((

PR #333, opened 2020-04-07
Generated setup.py use setuptools when available

kitterma:
It would be nice if the generated setup.py would support using setuptools.  The generated setup.py already includes setuptools specific options, so I think it would make sense for it to use setuptools when it available (example from pep517):

> Unknown distribution option: 'install_requires'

))

(Exercise instructions)
Using the records above, gather all lines where the string "when" is present.

(Result)
Generated setup.py use setuptools when available
It would be nice if the generated setup.py would support using setuptools.  The generated setup.py already includes setuptools specific options, so I think it would make sense for it to use setuptools when it available (example from pep517):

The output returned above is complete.